» Records shown
____________
PR #2337, opened 2020-03-18
pscanrules: Use Alert Builder

kingthorin:
Now that all three packages are targeting 2.9.0 switch all scan rules to leverage the Alert Builder pattern.


addOns/pscanrules/src/main/java/org/zaproxy/zap/extension/pscanrules/ViewstateScanner.java
```diff
@@ -80,122 +79,68 @@ public void scanHttpResponseReceive(HttpMessage msg, int id, Source source) {
...
-                "", // No Evidence
-                16, // CWE Id 16 - Configuration
-                14, // WASC Id - Server Misconfiguration
-                msg);
-
-        parent.raiseAlert(id, alert);
+        newAlert()
+                .setName(Constant.messages.getString(MESSAGE_PREFIX + "split.name"))
+                .setRisk(Alert.RISK_INFO)
+                .setConfidence(Alert.CONFIDENCE_LOW)
```
kingthorin: Note the original specified RISK twice, so I'm assuming this is correct.

addOns/pscanrulesBeta/src/main/java/org/zaproxy/zap/extension/pscanrulesBeta/RetrievedFromCacheScanner.java
```diff
@@ -96,27 +95,15 @@ public void scanHttpResponseReceive(HttpMessage msg, int id, Source source) {
...
-                                        "", // Other info:
-                                        getSolution(), // Solution
-                                        getReference(), // References
-                                        evidence, // Evidence
-                                        0, // 0 - not necessarily an issue at all
-                                        0, // 0 - not necessarily an issue at all
-                                        msg); // HttpMessage
-                                parent.raiseAlert(id, alert);
+                                newAlert()
+                                        .setRisk(Alert.RISK_INFO)
```
kingthorin: I didn't set the name as the original could have leveraged `getName()` instead of using i18n a second time.

kingthorin: Same below

thc202:
Thank you!

PR #2341, opened 2020-03-24
diff: Update Dependencies

kingthorin:
- com.googlecode.java-diff-utils:diffutils [1.2.1 -> 1.3.0]
- Also tweaked the menu item entries to use Title Caps (per: zaproxy/zaproxy#2000)


addOns/diff/src/main/java/org/zaproxy/zap/extension/diff/ZapDiffRowGenerator.java
```diff
@@ -233,7 +233,7 @@ public boolean equals(Object original, Object revised) {
   * @return the DiffRows between original and revised texts
   */
  @SuppressWarnings("unchecked")
```
thc202: This (and the one in the following method) could be removed, no longer needed.

kingthorin:
Done

thc202:
Thank you!

PR #2344, opened 2020-03-26
wappalyzer: Add Enable/Disable Toggle

kingthorin:
- ExtensionWappalyzer > Add `getPassiveScanner()` convenience function.
- Messages.properties > Add keys/values to support the new button.
- TechPanel > Add new toggle button. Simplify toolbar setup/creation removing use of GBC.
- WappalyzerPassiveScanner > Add local field  `enabled` used with existing overridden and un-used getter and setter which are now used by the new toggle  button. Remove unnecessary getter and setter for alertThreshold.
- on.png & off.png > Icons for new toggle button.

Fixes zaproxy/zaproxy#5846

For the time being the state is not persisted to the config. (I think this is fine for the first go).


thc202:
Thanks!

PR #2348, opened 2020-03-30
ascanrules: correct tech check in SQL Injection

thc202:
Do not check the `Db` tech by reference since imported contexts use new
`Tech` instances.

Fix zaproxy/zaproxy#5918 - Skipped plugin TestSQLInjection with imported
Context


psiinon:
Looks good but now conflicting.

thc202:
Addressed.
____________
» Task requirements
Give every record again, exactly as it reads.

» Completed exercise
PR #2337, opened 2020-03-18
pscanrules: Use Alert Builder

kingthorin:
Now that all three packages are targeting 2.9.0 switch all scan rules to leverage the Alert Builder pattern.


addOns/pscanrules/src/main/java/org/zaproxy/zap/extension/pscanrules/ViewstateScanner.java
```diff
@@ -80,122 +79,68 @@ public void scanHttpResponseReceive(HttpMessage msg, int id, Source source) {
...
-                "", // No Evidence
-                16, // CWE Id 16 - Configuration
-                14, // WASC Id - Server Misconfiguration
-                msg);
-
-        parent.raiseAlert(id, alert);
+        newAlert()
+                .setName(Constant.messages.getString(MESSAGE_PREFIX + "split.name"))
+                .setRisk(Alert.RISK_INFO)
+                .setConfidence(Alert.CONFIDENCE_LOW)
```
kingthorin: Note the original specified RISK twice, so I'm assuming this is correct.

addOns/pscanrulesBeta/src/main/java/org/zaproxy/zap/extension/pscanrulesBeta/RetrievedFromCacheScanner.java
```diff
@@ -96,27 +95,15 @@ public void scanHttpResponseReceive(HttpMessage msg, int id, Source source) {
...
-                                        "", // Other info:
-                                        getSolution(), // Solution
-                                        getReference(), // References
-                                        evidence, // Evidence
-                                        0, // 0 - not necessarily an issue at all
-                                        0, // 0 - not necessarily an issue at all
-                                        msg); // HttpMessage
-                                parent.raiseAlert(id, alert);
+                                newAlert()
+                                        .setRisk(Alert.RISK_INFO)
```
kingthorin: I didn't set the name as the original could have leveraged `getName()` instead of using i18n a second time.

kingthorin: Same below

thc202:
Thank you!

PR #2341, opened 2020-03-24
diff: Update Dependencies

kingthorin:
- com.googlecode.java-diff-utils:diffutils [1.2.1 -> 1.3.0]
- Also tweaked the menu item entries to use Title Caps (per: zaproxy/zaproxy#2000)


addOns/diff/src/main/java/org/zaproxy/zap/extension/diff/ZapDiffRowGenerator.java
```diff
@@ -233,7 +233,7 @@ public boolean equals(Object original, Object revised) {
   * @return the DiffRows between original and revised texts
   */
  @SuppressWarnings("unchecked")
```
thc202: This (and the one in the following method) could be removed, no longer needed.

kingthorin:
Done

thc202:
Thank you!

PR #2344, opened 2020-03-26
wappalyzer: Add Enable/Disable Toggle

kingthorin:
- ExtensionWappalyzer > Add `getPassiveScanner()` convenience function.
- Messages.properties > Add keys/values to support the new button.
- TechPanel > Add new toggle button. Simplify toolbar setup/creation removing use of GBC.
- WappalyzerPassiveScanner > Add local field  `enabled` used with existing overridden and un-used getter and setter which are now used by the new toggle  button. Remove unnecessary getter and setter for alertThreshold.
- on.png & off.png > Icons for new toggle button.

Fixes zaproxy/zaproxy#5846

For the time being the state is not persisted to the config. (I think this is fine for the first go).


thc202:
Thanks!

PR #2348, opened 2020-03-30
ascanrules: correct tech check in SQL Injection

thc202:
Do not check the `Db` tech by reference since imported contexts use new
`Tech` instances.

Fix zaproxy/zaproxy#5918 - Skipped plugin TestSQLInjection with imported
Context


psiinon:
Looks good but now conflicting.

thc202:
Addressed.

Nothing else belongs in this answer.